Darrell spent half of his money on a dictionary. He spent half of the remaining money on some storybooks. After spending $6 on a fast food meal, he was left with $10. How much did Darrell have at first?
.5M - .25M - 6 = 10
Solve for M.
Well, it seems like Darrell's budget was a real page-turner! Let's do some detective work to solve this riddle.
Darrell started with an amount of money, and then he spent half of it on a dictionary. That means he had another half left. But we don't know how much that is yet, so let's call it X.
After buying the dictionary, Darrell spent half of the remaining X on storybooks. That means he had 1/2 * X = X/2 left.
Now, subtracting the $6 he spent on a fast food meal from his X/2, we can set up the following equation:
X/2 - 6 = 10
Solving for X, we can multiply both sides by 2 to get rid of that pesky fraction:
X - 12 = 20
Adding 12 to both sides, we uncover the value of X:
X = 32
So, it looks like Darrell had $32 at first! He could have bought a whole library with that kind of dough!
Let's work step by step to find out how much Darrell had at first.
Step 1: Darrell spent half of his money on a dictionary
Let's assume the initial amount of money Darrell had as "X".
Darrell spent half of his money on a dictionary, so he spent X/2 on a dictionary.
Step 2: He spent half of the remaining money on some storybooks.
After buying the dictionary, the remaining amount of money is X/2.
He spent half of the remaining money on storybooks, so he spent (X/2)/2 = X/4 on storybooks.
Step 3: After spending $6 on a fast food meal, he was left with $10.
After spending $6 on a fast food meal, the remaining amount of money is $10.

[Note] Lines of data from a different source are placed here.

PR #943, opened 2023-03-02
BB-530: Show Wikipedia extracts for entities

kellnerd:
### Problem

[BB-530](https://tickets.metabrainz.org/browse/BB-530): Showing the first paragraph from the Wikipedia page of an entity makes e.g. author pages more informative without requiring our editors to write a descriptive annotation for them.

### Solution

* Client asynchronously loads the extract from a new server route `/wikidata/:id/wikipedia-extract`
* Client renders the extract as a new component (content and URL)
* Server queries the Wikidata API to get all available Wikipedia articles
* Server loads the extract in the first available preferred language (currently hardcoded to English) from the Wikipedia API

screenshot

### TODO

- [x] Handle other entity types (insert the new component, detect Wikidata identifier type for them)
- [x] Determine preferred languages (from Accept-Language request header and alias languages)
- [ ] Handle entities with multiple Wikidata identifiers (e.g. [!Mediengruppe Bitnik](https://bookbrainz.org/author/37e2bdfe-28b1-456f-8723-eecd80957937)) (irrelevant edge case?)
- [ ] Collapse extract if it is too long (refactor annotation component) (will be done later)
- [x] Cache API responses (~share cache with MBS?~ use BB's own Redis instance)
- [x] Already include cached extracts in the initial page properties
- [x] Sanitize HTML from the API before injection
- [x] Follow https://www.mediawiki.org/wiki/API:Etiquette

### Areas of Impact

* Author display pages have a new optional section for the Wikipedia extract before the annotation
* New server route to deliver Wikipedia extracts
* https://github.com/metabrainz/bookbrainz-data-js/pull/304


kellnerd:
Support for all entity types is completed now!

After stumbling across a1f26415068c6c6a4506b16dc512d7cf2f826bb9, I finally decided to improve the type definitions for entity objects, independent from the Bookshelf models because of their limitations.
I started with the things that I needed for this PR in https://github.com/kellnerd/bookbrainz-data-js/tree/entity-typings, if you want to watch the progress I can also open a draft PR for that branch.

P.S. While I was extracting the Wikidata identifier type IDs for all entity types from the latest dump, I saw that some of the descriptions still use the old entity type names "Creator" and "Publication".

src/server/app.js
```diff
@@ -89,7 +89,12 @@ else {
 }
 app.use(express.static(path.join(rootDir, 'static')));
 
-/* Set up sessions, using Redis in production and default in-memory for testing environment*/
+// Set up Redis, which is used for sessions and to cache requests to external APIs
+// eslint-disable-next-line no-console
+redisClient.connect().catch(redisError => { console.error('Redis error:', redisError); });
```
MonkeyDo, line 94: Previously, the `connect` call was in the block below, making sure we don't need redis when running tests.
If I'm not mistaken, now it will try to connect in all cases, which might just mean we get an extra error when running tests.
Probably not a big deal in itself, but since we're not expecting to have an instance of redis in that case, it would probably be better to keep the connection in the `if (process.env.NODE_ENV !== 'test')` block

kellnerd: Agreed, I had been thinking that it might be causing issues if the cache is not always available, but I will test how the Wikipedia helpers behave when `redisClient` is not connected and adapt their code if necessary.
And I think I had also mixed up 'test' and 'development' when things were not working as expected yesterday and I wanted to exclude one potential issue...

kellnerd: By the way, is there any specific reason to use `console.log` instead of `debug` [here](https://github.com/metabrainz/bookbrainz-site/commit/e949ae64c4cc90385eb6592ef95dfb4f9e815e77#diff-c9e676a021d3cb1d0e5e7ae832276cbfebab683b325852042a9b0aa9b9e8d11cR72)?

MonkeyDo: > if the cache is not always available

*A* cache should always be available. When we don't set `sessionOptions.store`, the cache will be in memory instead (which is why we should remove the redis connection).

> any specific reason to use console.log

None at all, that's just unclean code from me !
I assume I copied the example connection string from the library examples and didn't correct it to use `debug`

kellnerd: > A cache should always be available

I was more worried about the API cache not being available than the session cache, but I've wrapped the Redis commands with a condition in 6538335e9f7af3fe1dd0b5c4665572ae68be04f4.

> I assume I copied the example connection string from the library examples and didn't correct it to use debug

Logging has now been standardized in 5d873671eb54030e7071bde465b73507bf5eba2a, after I've squashed my previous Redis refactoring commits into 239977633d3d9d331f3d617e0fbec89033ec39b1. I've also reused the same Redis setup code for the BB API app and extracted the whole duplicated session setup code into a new module in 6c4f3b96a67d585940aeebe334ca8a0516327b87.

docker-compose.yml
```diff
@@ -9,6 +9,8 @@ services:
       context: ./
       dockerfile: Dockerfile
       target: bookbrainz-dev
+      args:
+        - GIT_COMMIT_SHA=${GIT_COMMIT_SHA}
```
kellnerd, line 13: Maybe this change is useless, you can already pass this argument directly to the docker-compose command.
Originally I had also included the first example command from the commit message in `develop.sh`, but I have decided to drop this again, because this would lead to the entire image being built from scratch each time `develop.sh`  is run for a different commit.

kellnerd: The more I think about this, the more I'm determined to drop the commit with this change...
It also results in a `WARN[0000] The "GIT_COMMIT_SHA" variable is not set. Defaulting to a blank string.` Docker warning because I intentionally want to have no fallback at this level in order to be able to handle the different fallback cases separately:
1) Display the repository link in the footer as "unknown revision" but ...
1) ... append "master" to the GH tree base URL to still have a valid link.
1) Fail to extract a version number and fallback to "latest".
    Thinking about this one again, it might make more sense to fallback to "dev" here, as it is used in the user agent and could be any checked out commit. What do you think?

src/common/helpers/cache.ts
```diff
@@ -0,0 +1,30 @@
...
+const redisPort = _get(config, 'session.redis.port', 6379);
+const redisClient = createClient({
+	url: `redis://${redisHost}:${redisPort}`
+});
+
+export async function getCachedJSON<T>(cacheKey: string) {
+	if (redisClient.isReady) {
+		const cachedValue = await redisClient.get(cacheKey);
+		if (cachedValue) {
+			return JSON.parse(cachedValue) as T;
```
MonkeyDo, line 17: I always wrap `JSON.parse` calls in a try…catch block, I've been bitten by malformed JSON too many times !

src/common/helpers/cache.ts
```diff
@@ -0,0 +1,30 @@
...
+		}
+	}
+	return null;
+}
+
+export function cacheJSON(cacheKey: string, value: any, options: {expireTime: number}) {
+	if (redisClient.isReady) {
+		return redisClient.set(cacheKey, JSON.stringify(value), {EX: options.expireTime});
```
MonkeyDo, line 25: Similarly, probably a good idea to wrap the `stringify` call in a try…catch block first before setting int in cache.

src/client/components/pages/entities/wikipedia-extract.tsx
```diff
@@ -0,0 +1,95 @@
...
+		if (!this.state.extract) {
+			const wikidataId = getWikidataId(this.props.entity);
+			if (!wikidataId) {
+				return;
+			}
+
+			const aliasLanguages = getAliasLanguageCodes(this.props.entity);
+			const preferredLanguages = uniq(['en', ...aliasLanguages]);
+
+			getWikipediaExtractForWikidata(wikidataId, preferredLanguages).then((result) => {
```
MonkeyDo, line 65: This should also have a `.catch(…` clause, in case the fetch request or the subsequent json parsing fail

src/client/components/pages/entities/wikipedia-extract.tsx
```diff
@@ -0,0 +1,95 @@
...
+	render() {
+		const {extract, article} = this.state;
+		const licenseUrl = 'https://creativecommons.org/licenses/by-sa/3.0/';
+
+		return extract ? (
+			<Row className="wikipedia-extract">
+				<Col>
+					<h2>Wikipedia</h2>
+					{/* eslint-disable-next-line react/no-danger */}
+					<div dangerouslySetInnerHTML={{__html: DOMPurify.sanitize(extract)}}/>
```
MonkeyDo, line 82: Yes, thank you for sanitizing :) 💯

src/server/info.ts
```diff
@@ -0,0 +1,15 @@
+
+export const repositoryName = 'bookbrainz-site';
+
+export const repositoryUrl = 'https://github.com/metabrainz/bookbrainz-site/';
```
MonkeyDo, line 4: Not sure it's particularly necessary, but any reason you didn't use this?
```suggestion
export const repositoryUrl = `https://github.com/metabrainz/${repositoryName}/`;
```

src/server/helpers/i18n.ts
```diff
@@ -0,0 +1,56 @@
...
+/**
+ * Parses an Accept-Language header to obtain the language codes, optional subtags and weights.
+ * @param {string} acceptLanguage - Accept-Language header value.
+ * @returns {Array} Parsed languages, sorted by weight in descending order.
+ */
+export function parseAcceptLanguage(acceptLanguage: string): AcceptedLanguage[] {
+	return acceptLanguage
+		.split(',')
+		.map((value) => {
+			const match = value.match(/(?<tag>[a-zA-Z]{2,3})(?:-(?<subtag>[\w-]+))?(?:;q=(?<weight>[01](?:\.[0-9]+)?))?/);
```
MonkeyDo, line 37: * Chef's kiss *

src/server/helpers/wikimedia.ts
```diff
@@ -0,0 +1,166 @@
...
+
+	const apiUrl = new URL('https://www.wikidata.org/w/api.php');
+	apiUrl.search = new URLSearchParams({
+		action: 'wbgetentities',
+		format: 'json',
+		ids: wikidataId,
+		props: 'sitelinks'
+	}).toString();
+
+	const response = await request.get(apiUrl.href)
```
MonkeyDo, line 87: This can fail; like my other comments, I'd like to see it wrapped in a try…catch block.

src/server/helpers/wikimedia.ts
```diff
@@ -0,0 +1,166 @@
...
+		format: 'json',
+		formatversion: '2',
+		prop: 'extracts',
+		// eslint-disable-next-line sort-keys -- `exintro` only allowed with `prop: 'extracts'`
+		exintro: '1',
+		redirects: '1',
+		titles: article.title
+	}).toString();
+
+	const response = await request.get(apiUrl.href)
```
MonkeyDo, line 158: Same here, the request can fail and take the site down with it (arguably in edge-cases, but still…)

MonkeyDo (changes requested):
Great job! 🥇 

I lack the level of familiarity with the Wikimedia APIs that would help me ensure I don't miss any gotchas, but I did some extensive testing locally and everything is working fine, and the code also looks good to me.

I'll deploy this to test.BB this week to test it in live conditions.

MonkeyDo:
I've just published the new version (`4.0.0`) of the bookbrainz-data package as discussed: https://github.com/metabrainz/bookbrainz-data-js/releases/tag/v4.0.0

docker-compose.yml
kellnerd: There are two cases where I want the version extraction to fail deliberately:
1. GIT_COMMIT_SHA is not set inside the container. This happens in development unless it is explicitly set as Compose argument or as a local environment variable (with this patch).
2. GIT_COMMIT_SHA contains a real commit hash and not a version tag which can be parsed. This could happen depending on how the production image is built.

In both of these cases we agreed that the user agent should fall back to "dev" in absence of a version number.
But I explicitly did not want to set the fallback in docker-compose already as that would also cause the GIT_COMMIT_SHA fallbacks for the footer (https://github.com/metabrainz/bookbrainz-site/pull/943/commits/871ff902e5488cc4837192b26c4ce01a0d856b2a) to be ignored and lead to a broken link https://github.com/metabrainz/bookbrainz-site/tree/dev.

As I already mentioned above, the standard way to set GIT_COMMIT_SHA is via the Compose args, which is done when building a production image.
So my remaining question is whether I should drop the possibility to also set this via a local environment variable (https://github.com/metabrainz/bookbrainz-site/pull/943/commits/3a046a2003302af259120e9d0f8f6950f62f43f6)? I would say yes per my comments above.

src/server/info.ts
kellnerd: I had considered doing this when I moved the constant into this module but then I thought that it only obfuscates the URL without actually simplifying anything.
As long as the constants are declared on consecutive lines, I would rather keep them as is.

src/common/helpers/cache.ts
kellnerd: While I usually let errors propagate until they reach the middleware layer, you're right that it makes more sense to handle them directly in the case of the cache.
In 0421c23 I will log an error and then fail deliberately, i.e. treat this case as a cache miss.

src/common/helpers/cache.ts
kellnerd: I have wrapped the whole line in a catch block because that's simpler and in this case we don't want to write to the cache anyway, see also 0421c23.

src/client/components/pages/entities/wikipedia-extract.tsx
kellnerd: Good catch, I hadn't really thought about this scenario because an exception doesn't really cause any harm here (because it happens only inside a browser when we're already done).

Did you have any specific error handling in mind?
I'm asking because I had to disable ESLint in order to be able to log the error to `console` in 73e0201 (the `log` module is only for Node.js) and I don't think we want to do more for a non-required component that fails to load (and that should only happen rarely).

src/server/helpers/wikimedia.ts
kellnerd: In theory I could already catch these errors inside the Wikimedia helper functions but at this stage it is difficult to decide how they should be treated. There's even one case where I considered it to be better to throw an error myself:
https://github.com/metabrainz/bookbrainz-site/blob/b0759410469e0f5cd5085cfc7a5612d9b618dd80/src/server/helpers/wikimedia.ts#L92-L94
So my intention was to let these errors propagate until they reach the middleware layer where they are actionable and catch them there.
I had already done this for the JSON route but forgot to handle this in the (newer) pre-loader middleware as well, which I did now in 307876a.

src/server/helpers/wikimedia.ts
kellnerd: Also handled by the same catch blocks at router level as per my previous comment.

kellnerd:
Now that I've also converted the React component class into a functional component, we should be ready for the final review. From my side, only one question remains from my comments above.

Also, I have intentionally not bumped the bookbrainz-data package to v4 yet because that will probably cause conflicts with the master branch's lock file. Do you want me to merge master into my feature branch another time right before we merge it into master? Or should we avoid the double merge and directly commit the version bump to master after this PR has been merged?

src/client/components/pages/entities/wikipedia-extract.tsx
MonkeyDo: Yes, console.error or console.log is fine (that is, as an exception rather than the rule).
We don't currently have a better reporting system in place.

src/server/helpers/wikimedia.ts
MonkeyDo: Great, that's totally fine now.

src/server/info.ts
MonkeyDo: Little added value indeed.

docker-compose.yml
kellnerd: Commit has been dropped, I've force-pushed the branch.

kellnerd:
Merging master and updating `bookbrainz-data` has been successful, the site is still running :grin:
There were a few yarn warnings, but they look unrelated to the current changes in yarn.lock (which are related to our Bookshelf/Knex update):
```
warning " > react-select-fast-filter-options@0.2.3" has incorrect peer dependency "react-select@^1.0.0-beta14".
warning "swagger-jsdoc > swagger-parser > @apidevtools/swagger-parser@10.0.2" has unmet peer dependency "openapi-types@>=7".
warning " > bootstrap@4.6.1" has unmet peer dependency "jquery@1.9.1 - 3".
warning " > bootstrap@4.6.1" has unmet peer dependency "popper.js@^1.16.1".
```

MonkeyDo (approved):
Absolutely great job on this feature, thank you very much !

Sorry it took two months to get it merged, but you did solve some big issues on the way, for which I am also very grateful !

PR #944, opened 2023-03-03
Update connect-redis 

MonkeyDo:
I borked the redis connection in #932 and needed to revisit redis.
In the meantime, connect-redis v4 came out which removes the need for legacyMode in node-redis.
This PR updates the required bits and pieces to update the whole chain.

Also see https://github.com/redis/node-redis/blob/redis%404.0.0/docs/v3-to-v4.md and https://github.com/tj/connect-redis/releases/tag/v7.0.0

### DIFF
--- a/package.json
+++ b/package.json
@@ -41,7 +41,7 @@
     "chartjs-adapter-date-fns": "^1.0.0",
     "classnames": "^2.3.2",
     "compression": "^1.7.4",
-    "connect-redis": "^6.0.0",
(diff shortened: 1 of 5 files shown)


MonkeyDo:
I need to merge this urgently because we have new contributors everyday at the moment and the master branch is broken.
Will deploy to test.bookbrainz.org next week to confirm in production and ensure there is no other work needed.

PR #946, opened 2023-03-06
fix(call-to-action): properly encode query parameters once

kellnerd:
### Problem

Double encoding the seeding query parameters (e.g. http://localhost:9099/author/create?name=Rhythm%2520%2526%2520Beauty%253A%2520The%2520Art%2520of%2520Percussion) is entirely unnecessary.

### Solution

Properly encode the query parameter once (e.g. http://localhost:9099/author/create?name=Rhythm+%26+Beauty%3A+The+Art+of+Percussion).
Now we can also drop the `decodeUrlQueryParams` middleware (which was undoing the second encoding pass), Express.js is already doing one decoding pass for us automatically.

### Areas of Impact

"Are we missing an entry?" section of the search results page.

### DIFF
--- a/src/client/components/pages/parts/call-to-action.js
+++ b/src/client/components/pages/parts/call-to-action.js
@@ -34,11 +34,10 @@ const {Button, ButtonGroup} = bootstrap;
  * the 'CallToAction' component.
  */
 function CallToAction(props) {
-	// double encoding to prevent browser from automatically decoding it
-	const nameQueryParameter = props.query ? `?name=${encodeURIComponent(encodeURIComponent(props.query))}` : '';
+	const seedingParameters = new URLSearchParams({name: props.query});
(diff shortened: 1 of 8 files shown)


MonkeyDo (approved):
Perfect, thanks a lot !

MonkeyDo:
Making a quick note for posterity that the double encoding was introduced in #819

kellnerd:
Oh yes, I only mentioned the source of the issue on IRC but forgot to mention it here.
Good catch!

Also (while we are already at clarifying this PR), removing one of the `encodeURIComponent` calls would've been sufficient technically, but I decided to use the cleaner way with `URLSearchParams` instead of manually assembling the query string.
And the case that the query is empty should not happen usually, so I decided to skip that special treatment since seeding an empty name causes no harm.

PR #947, opened 2023-03-06
fix(display): always use Col as container inside Row flex-boxes 

kellnerd:
### Problem

Previously the list of collections was displayed inline with the heading:
before

### Solution

Wrap heading and list into a `<div>` container which serves as flex item of the `<Row>` flex-box:
after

So, the equation can be formed as:
(X/2) - (X/4) - $6 = $10
Simplifying the equation:
2*(X/2) - (X/4) - $6 = $10
X - (X/4) - $6 = $10
Multiplying everything by 4 to eliminate the fraction:
4X - X - $24 = $40
3X = $64
X = $64/3
Therefore, Darrell had $64/3 at first.
To find out how much Darrell had at first, let's break down the information given step by step:
1. Darrell spent half of his money on a dictionary.
- Let's call the amount of money Darrell had at first "x."
- After spending half of his money on a dictionary, he would have (x/2) dollars remaining.
2. Darrell spent half of the remaining money on some storybooks.
- After buying the dictionary, Darrell had (x/2) dollars left.
- He spent half of that amount on storybooks, which is (1/2) * (x/2) = x/4 dollars.
3. After spending $6 on a fast food meal, Darrell was left with $10.
- The amount of money Darrell had after buying the dictionary and storybooks is (x/2 - x/4) = x/4 dollars.
- After spending $6 on a fast food meal, Darrell was left with (x/4 - 6) dollars, which equals $10.
Now, we can set up the equation and solve for "x":
x/4 - 6 = 10
To isolate x, we can add 6 to both sides of the equation:
x/4 = 16
Finally, multiply both sides of the equation by 4 to solve for x:
x = 16 * 4
x = 64
Therefore, Darrell had $64 at first.